PR #1312, opened 2020-02-05
refactor(create-mc-app): to run tasks using listr output

emmenko:
This PR improves the output when using `create-mc-app`.
This is the same library (https://github.com/SamVerschueren/listr) that e.g. lint-staged uses. 

image

image


packages/create-mc-app/bin/create-mc-app.js
```diff
@@ -1,16 +1,66 @@
...
+  console.log(
+    `🎉 🎉 🎉 The Merchant Center application ${options.projectDirectoryName} was successfully bootstrapped based on the ${options.templateName} template.`
+  );
+  console.log('');
+  console.log(`To get started:`);
+  console.log(`$ cd ${options.projectDirectoryName}`);
+  console.log(`$ ${useYarn ? 'yarn' : 'npm'} start`);
+  console.log('');
+  console.log(
+    `Visit https://docs.commercetools.com/custom-applications for more info about developing Custom Applications. Enjoy 🚀`
```
emmenko: FYI: I took the chance to add the link to the docs

packages/create-mc-app/bin/create-mc-app.js
```diff
@@ -1,16 +1,66 @@
...
+    --template-version <version>     (optional) The version of the template to install [default "master"]
+    `);
+    process.exit(0);
+  }
+  console.log(`Version: v${currentVersion}`);
+  hintOutdatedVersion(currentVersion);
+  console.log('');
+  const options = parseArguments(flags);
+
+  const taskList = new Listr([
```
emmenko: Most of the changes are related to "moving things around a bit". The previous steps now are called tasks and return a task-like object for the Listr

packages/create-mc-app/src/hint-outdated-version.js
```diff
@@ -1,17 +1,27 @@
 const semver = require('semver');
-const execSync = require('child_process').execSync;
-const pkg = require('../../package.json');
-const logger = require('../logger');
+const execa = require('execa');
```
emmenko: We now use this library, which wraps the child_process and provides a nicer interface to work with, also with promises

packages/create-mc-app/src/utils.js
```diff
@@ -1,14 +1,10 @@
...
 const isSemVer = version => /^(v?)([0-9].[0-9].[0-9])+/.test(version);
 
 const shouldUseYarn = () => {
-  try {
-    execSync('yarnpkg --version', { stdio: 'ignore' });
-    return true;
-  } catch (e) {
-    return false;
-  }
+  const result = execa.sync('yarnpkg', ['--version'], { stdio: 'ignore' });
```
ahmehri: Why not using `yarn` here?

packages/create-mc-app/src/hint-outdated-version.js
tdeekens: I presume we could use it most cases instead of shelljs. In case we still use it?

emmenko:
> Cool. Looks good and fun. Do you think generally these things should be tested? I remember the Node.js SDK at times tests their CLI.

Yes, I plan to test the installation of a template as a follow up step

tdeekens:
> Yes, I plan to test the installation of a template as a follow up step

Cool! Yeah, maybe it's best to just test the outcome and not much of the internals. Just that something downladed, some files are there and the name is corect or something like that. You probably thought about it a bunch more already :)

packages/create-mc-app/src/utils.js
emmenko: Hmm no idea 😅

packages/create-mc-app/src/hint-outdated-version.js
emmenko: Hmm maybe yeah, although I like shelljs as well 🙂

PR #1313, opened 2020-02-05
feat(actions): add job to test installation of template apps

emmenko:
The idea with this PR is to test the installation of the application templates, as if it would be done by a normal user (so outside of the monorepository).

Normally, when running `create-mc-app`, the following happens:
- appkit repo is cloned into a temporary system folder
  - the `master` branch is used by default
  - a specific branch can be used instead
- the selected template is copied to the target location
- the template dependencies are installed

So how can we simulate the same scenario on CI?
We need to make some assumptions first:
- the template needs to be installed "outside" of the monorepository, to make sure it's installed in isolation
- the template should be cloned from the branch that is being tested
- the template dependencies should be the ones from the branch itself, as we want to test the "latest" changes and not the published versions

To achieve this we need to do 2 things:
- bundle the packages to be ready for being installed locally. We use `npm pack` to create the tarballs
- simulate the template installation in a folder outside of the monorepo

## Ideal workflow
The ideal workflow is to test the installation process on different environments (macOs and Windows) and different Node versions (10 and 12).
This would be defined as a new **job** that runs after the main workflow runs.
The second job would use the tarballs created from the previous job, to avoid installing and building the packages all over again. To persist data across jobs we can use **artifacts**.

## Current situation
However, the actions to upload/download the artifacts are currently lacking of some configuration options. For instance, we only need to persist the artifacts between jobs, but after a workflow is completed we don't need the artifacts anymore.

There are some open issues about this and hopefully it will be supported soon.
In the meantime, we can keep the workflow simple and only test the installation on ubuntu. For future references, the workflow includes the ideal setup but it's commented out.


scripts/install_template.sh
```diff
@@ -0,0 +1,39 @@
...
+echo "Current branch: $BRANCH_NAME"
+
+mkdir "$SANDBOX_FOLDER"
+
+# Copy the `create-mc-app` package into this folder, so that we can install
+# the dependencies only for this package.
+echo "Installing copy of create-mc-app package in folder $SANDBOX_FOLDER"
+cp -R packages/create-mc-app "$SANDBOX_FOLDER/create-mc-app"
+cd "$SANDBOX_FOLDER/create-mc-app"
+npm install
```
tdeekens: Should we use yarn or npm? 😕

emmenko:
Alright, this should be good now. I bumped into some "issues" (see PR description) and this is what we can achieve so far.

Here you can see the output of the installation test, that successfully builds the template.

image

.github/workflows/main.yml
```diff
@@ -108,3 +107,90 @@ jobs:
...
+      # after the workflow ends, and the artifacts will stay for 90 days.
+      # Some related issues:
+      # - https://github.com/actions/upload-artifact/issues/5
+      # - https://github.com/actions/upload-artifact/issues/45
+      - name: Installing and building template starter
+        run: node ./scripts/install-template.js
+        env:
+          TEMPLATE_NAME: starter
+
+  #     - name: Uploading tarball artifacts
```
emmenko: From here below is the "ideal setup". I kept it commented for future references.

.github/workflows/main.yml
```diff
@@ -108,3 +107,90 @@ jobs:
...
+
+  # install_template_starter:
+  #   needs: build_lint_and_test
+
+  #   runs-on: ${{ matrix.os }}
+
+  #   strategy:
+  #     matrix:
+  #       os: [macos-latest, windows-latest]
+  #       node: [10, 12]
```
emmenko: This is what we would like to test ideally: macOs/Windows for Node 10/12.

.github/workflows/main.yml
```diff
@@ -108,3 +107,90 @@ jobs:
...
+
+  #     - name: Installing shelljs globally
+  #       run: yarn add global shelljs
+
+  #     - name: Installing and building template starter
+  #       run: node ./scripts/install-template.js
+  #       env:
+  #         TEMPLATE_NAME: starter
+
+  #     - name: Fetching workflow artifacts
```
emmenko: This was just an attempt to "clean up" the artifacts, but it's a bit more complicated that this.
It's cool though to be able to make API requests using actions and to parse the results.

https://github.com/octokit/request-action
https://github.com/gr2m/get-json-paths-action

packages/create-mc-app/bin/create-mc-app.js
```diff
@@ -22,9 +25,10 @@ async function execute() {
 
   Options:
 
-    --template <name>                (optional) The name of the template to install [default "starter"]
-                                     Available options: ["starter"]
-    --template-version <version>     (optional) The version of the template to install [default "master"]
+    --template <name>               (optional) The name of the template to install [default "starter"]
+                                    Available options: ["starter"]
+    --template-version <version>    (optional) The version of the template to install [default "master"]
+    --skip-install                  (optional) Skip installing the dependencies after cloning the template [default "false"]
```
emmenko: This is a new option that we need to make the CI tests work

packages/i18n/package.json
```diff
@@ -41,12 +41,12 @@
   "dependencies": {
     "@babel/runtime-corejs3": "7.8.3",
     "@commercetools-frontend/sentry": "16.0.0",
+    "@commercetools-uikit/i18n": "^10.13.0",
```
emmenko: This was actually a bug, caught by the new tests. This dependency needs to be defined, as we did in #1306 and #1308

scripts/install-template.js
```diff
@@ -0,0 +1,98 @@
...
+const branchName =
+  process.env.GITHUB_EVENT_NAME === 'pull_request'
+    ? process.env.GITHUB_HEAD_REF
+    : 'master';
+
+const matchingPackages = /^@commercetools-frontend\/(?!ui-kit)(.*)/;
+
+const applicationName = 'my-starter-app';
+const rootPath = path.join(__dirname, '..');
+const sandboxPath = path.join(rootPath, '..', 'sandbox-installation-template');
```
emmenko: This is the folder "outside" of the monorepo where we install the template

scripts/install-template.js
```diff
@@ -0,0 +1,102 @@
+const fs = require('fs');
+const path = require('path');
+const shelljs = require('shelljs');
+
+const matchingPackages = /^@commercetools-frontend\/(?!ui-kit)(.*)/;
+const applicationName = 'my-starter-app';
+const rootPath = path.join(__dirname, '..');
+const tarballsDistPath = path.join(rootPath, 'dist-tarballs');
+const sandboxPath = path.join(rootPath, '..', 'sandbox-installation-template');
```
emmenko: This is the folder "outside" of the monorepo where we install the template

scripts/install-template.js
```diff
@@ -0,0 +1,102 @@
...
+shelljs.mkdir('-p', sandboxPath);
+
+const createMcAppTarballName = shelljs
+  .ls(tarballsDistPath)
+  .find(tarballName => tarballName.includes('create-mc-app'));
+if (!createMcAppTarballName) {
+  throw new Error('Failed to find tarball for create-mc-app package');
+}
+
+console.log(`Installing create-mc-app from tarball`);
```
emmenko: We install this first, so that we can install the template using the binary script

scripts/install-template.js
```diff
@@ -0,0 +1,102 @@
...
+);
+shelljs.exec(
+  [
+    binaryPath,
+    applicationName,
+    '--template=starter',
+    `--template-version=${branchName}`,
+    // Don't install deps automatically, we need to patch the package.json to use the
+    // local tarballs for resolving the dependencies.
+    '--skip-install',
```
emmenko: Here we skip the installation step

scripts/install-template.js
```diff
@@ -0,0 +1,102 @@
...
+  ].join(' '),
+  { cwd: sandboxPath }
+);
+
+console.log(
+  'Patching the application package.json to use local imports for appkit dependencies'
```
emmenko: Here we rewrite the appkit dependencies defined in the `package.json` by using the `file:/path/to/tarball` instead of the npm version. This way we make sure that the "latest" changes are tested.

scripts/install-template.js
```diff
@@ -0,0 +1,102 @@
...
+});
+Object.keys(appPackageJson.devDependencies).forEach(depName => {
+  patchDependencyImportPath(depName, appPackageJson.devDependencies);
+});
+fs.writeFileSync(appPackageJsonPath, JSON.stringify(appPackageJson, null, 2), {
+  encoding: 'utf8',
+});
+
+console.log('Installing the application dependencies');
+shelljs.exec('yarn install --no-lockfile', { cwd: applicationPath });
```
emmenko: Now we can install the application dependencies

.github/workflows/main.yml
```diff
@@ -108,3 +107,90 @@ jobs:
...
+  #       with:
+  #         name: dist-tarballs
+  #         path: dist-tarballs
+
+  #     - name: Setup node
+  #       uses: actions/setup-node@v1
+  #       with:
+  #         node-version: ${{ matrix.node }}
+
+  #     - name: Installing shelljs globally
```
ahmehri: Should it maybe be `execa` instead?

.github/workflows/main.yml
tdeekens: Wow. This is really dope!

packages/create-mc-app/bin/create-mc-app.js
```diff
@@ -49,6 +55,9 @@ async function execute() {
   console.log('');
   console.log(`To get started:`);
   console.log(`$ cd ${options.projectDirectoryName}`);
+  if (flags['skip-install']) {
```
tdeekens: Just wondering. Could also be `auto-install` and default to `true` while CI passes `false` maybe?

scripts/build-tarballs.js
```diff
@@ -0,0 +1,31 @@
...
+
+const rootPath = path.join(__dirname, '..');
+const tarballsDistPath = path.join(rootPath, 'dist-tarballs');
+
+function extractTarball(packageInfo) {
+  const appPackageJsonPath = path.join(packageInfo.location, 'package.json');
+  const appPackageJson = require(appPackageJsonPath);
+  if (appPackageJson.private) return;
+
+  shelljs.exec('npm pack', { cwd: packageInfo.location, silent: true });
```
tdeekens: Confused when we use execa and when shelljs now. Can you elaborate?

scripts/install-template.js
tdeekens: Ah nice!

.github/workflows/main.yml
emmenko: No this is needed for the `install-template.js` script

packages/create-mc-app/bin/create-mc-app.js
emmenko: Hmm I think I find "skip" to be more appropriate, because we are skipping one of the steps/tasks. Thanks for the suggestion though!

scripts/build-tarballs.js
emmenko: I still prefer `shelljs`, because it has good cross OS support and it can run synchronously. For example commands like `shelljs.cp`, `shelljs.mv`, etc.

The `execa` can be used with Promises, which was good for the Listr implementation.

In general for scripts I would personally still prefer to use shelljs.

.github/workflows/main.yml
ahmehri: Yeah I meant replacing the usage of `shelljs` by `execa` as @tdeekens mentioned in another PR. But I guess each tool has its own usages.

PR #1316, opened 2020-02-06
chore(actions): skip workflow if commit message contains [skip ci]

emmenko:


emmenko:
Hmm, it does not seem to be supported as we don't get the commit message in the `pull_request` event 🙃

PR #1320, opened 2020-02-08
refactor: to suggest using new url schemes and change docs and cors

tdeekens:
#### Summary

This pull request changes the occurance of the urls suggested to be used in app-kit to match the new url schema.

#### Description

Of course the old urls will continue to work. However, I think it makes sense to

1. Suggest from the start to use the new urls
2. Amend them to our CORS rules (while eventually removing the old) to allow us to migrate local development environments

As a side note, all MC services already use the new hostnames internally.

Lastly, I suggest not to change the hostname of the MC frontend just yet. We should do that only _after_ the SSO users have migrated all their callback urls and added the new urls in to avoid non matching expectations.

### DIFF
--- a/.env.template
+++ b/.env.template
@@ -1,6 +1,6 @@
 GITHUB_AUTH= # for lerna changelog
 AUTH_TOKEN= # for github labels
-MC_API_URL=https://mc-api.commercetools.com/graphql
+MC_API_URL=https://mc-api.europe-west1.gcp.commercetools.com/graphql
 MC_PROXY_URL=https://mc.commercetools.com/api/graphql
 MC_ACCESS_TOKEN= # for schema introspection
 CTP_PROJECT_KEY=mc-e2e-app-kit-01 # one of your CTP projects where you have access to
--- a/packages/mc-html-template/lib/load-headers.js
+++ b/packages/mc-html-template/lib/load-headers.js
@@ -83,6 +83,8 @@ module.exports = (env, options) => {
       ),
       'connect-src': [
         "'self'",
+        'mc-api.europe-west1.gcp.commercetools.com',
+        'mc-api.us-central1.gcp.commercetools.com',
         'mc-api.commercetools.com',
         'mc-api.commercetools.co',
         'app.launchdarkly.com',
--- a/application-templates/starter/env.json
+++ b/application-templates/starter/env.json
@@ -1,7 +1,7 @@
 {
   "applicationName": "merchant-center-application-template-starter",
   "frontendHost": "localhost:3001",
-  "mcApiUrl": "https://mc-api.commercetools.com",
+  "mcApiUrl": "https://mc-api.europe-west1.gcp.commercetools.com",
   "location": "eu",
   "env": "development",
   "cdnUrl": "http://localhost:3001",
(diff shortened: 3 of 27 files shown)


.env.template
```diff
@@ -1,6 +1,6 @@
 GITHUB_AUTH= # for lerna changelog
 AUTH_TOKEN= # for github labels
-MC_API_URL=https://mc-api.commercetools.com/graphql
-MC_PROXY_URL=https://mc.commercetools.com/api/graphql
+MC_API_URL=https://mc-api.europe-west1.gcp.commercetools.com/graphql
+MC_PROXY_URL=https://mc-api.europe-west1.gcp.commercetools.com/api/graphql
```
tdeekens: Just so the templates contain them.

packages/mc-html-template/lib/load-headers.js
```diff
@@ -83,6 +83,8 @@ module.exports = (env, options) => {
       ),
       'connect-src': [
         "'self'",
+        'mc-api.europe-west1.gcp.commercetools.com',
+        'mc-api.us-central1.gcp.commercetools.com',
```
tdeekens: This allows a local development environment to work with them by default without changing cors rules. We can then in a loooong time (😉) remove the old urls at some point.

emmenko:
Thanks but I think we should put this on hold a bit.
We should check this first with our internal apps, if using the new mc-api hostname works while using the legacy hostname.

tdeekens:
Not sure I follow 100% but if it is a call for careful testing - I am all for it. So the status quo is:

1. Staging uses the production mc-api hostname in new scheme
2. Production environments use the SVC
3. Local development uses the legacy hostname for the mc-api

What I would suggest, and can test is:

1. Changing headers.json and CORS rules to allow new mc-api hostname while changing env.json
2. Integrate a prebuild version of this locally and then using old and new mc-api hostname locally

Would that be roughly what you had in mind or did I misread your comment and concern? 🙌🏽

emmenko:
Yes we should make sure that production apps still work when using the new api hostname. Maybe we can test this using a custom app.

tdeekens:
Sure. So what I did now to test things a bit is to use a build of the `mc-html-template` (which has the `loadHeaders`) and used it locally in the `webpack-dev-server` and a production build. Cases covered are:

1. Using legacy mc-api hostname
2. Using new mc-api hostname

Here we can see that the CSP rules (without any changes to any `headers.json`-file) contain the new hostnames automatically now:

CleanShot 2020-02-09 at 12 34 31@2x

These two are the cases with both mc-api hostname "types"

CleanShot 2020-02-09 at 12 37 00@2x
CleanShot 2020-02-09 at 12 38 35@2x

In production, as we know just as a reminder for completeness,  we already use the new hostnames

CleanShot 2020-02-09 at 12 42 15@2x

Any cases I missed to cover? I am still not 100% sure I deduced the case(s) you meant to test from your answer ;)

emmenko:
In production we don’t use the new hostnames for the API, that’s why I would like to test it on one of the production apps, or using a custom app.

emmenko:
What we need to make sure is that the legacy frontend hostname works with the new API hostname

tdeekens:
Let‘s have a quick call tomorrow. I feel we mean the same thing or at least it takes to much writing until we do.

tdeekens:
Will close this for now. We want this but also may want to take 1-2 steps before.

PR #1321, opened 2020-02-08
fix(actions): check out with depth 50 to allow proper canary versions on master branch

emmenko:


emmenko:
FYI: I tested this in docs-kit and it seems to finally work.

- - - - -

# [Problem]
Search the data above and return each line in which "opened" occurs.

# [Exercise result]
PR #1312, opened 2020-02-05
PR #1313, opened 2020-02-05
PR #1316, opened 2020-02-06
PR #1320, opened 2020-02-08
PR #1321, opened 2020-02-08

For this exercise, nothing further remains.